Unicode isn't hard, dealing with software that doesn't use it is.

deathanatos · on May 29, 2017

Software doesn't use it because our language and our system's support for effectively dealing with this stuff is utter garbage. For example:

* The overwhelming majority of languages don't give you code-point level iteration over strings by default (and you probably want grapheme), most opting for code units — which is what an unsigned char ptr in C containing UTF-8 data will give you. (C++, Java, C#, Python < 3.3, and JavaScript all fall in this bucket)

* Linux, and most (all?) POSIX OSs store filenames as a sequence of bytes. What human chooses a sequence of bytes to "name" their files?

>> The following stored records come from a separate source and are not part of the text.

PR #110, opened 2018-07-05
Enum for stdout writing flag

kornelski:
* It's more idiomatic to have one enum than two/three inter-dependent struct fields.
* Backup is not performed when writing to stdout, since it's not necessary. In an unfortunate case of a bash footgun `oxipng foo.png --stdout > foo.png` it wouldn't be able to help anyway.
* Changed `perform_backup()` to use `output_path` rather than `input path`.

* Things like "how wide will this character display as in my terminal" are either impossible, or done with heuristics. Usually, it's not done at all; most DB CLIs I've used that output tabular data will corrupt the visual if any non-ASCII is output.

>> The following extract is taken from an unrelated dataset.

PR #461, opened 2022-11-06
New filter strategies

### LINKED ISSUE #183: Additional heuristic filter strategies
There are a number of different filter heuristics that perform better than the one used in libpng documented [here](http://bjoern.hoehrmann.de/pngwolf/).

(Yes, some of this is in the name of "backwards compatibility".)

jcranmer · on May 29, 2017

> * The overwhelming majority of languages don't give you code-point level iteration over strings by default (and you probably want grapheme), most opting for code units — which is what an unsigned char ptr in C containing UTF-8 data will give you. (C++, Java, C#, Python < 3.3, and JavaScript all fall in this bucket)

Saying for (let ch of str) in JavaScript iterates over the codepoints, not UCS-2 codepoints.

deathanatos · on May 30, 2017

TIL! (Though, note that both indexing and .length operate in code units in JS.)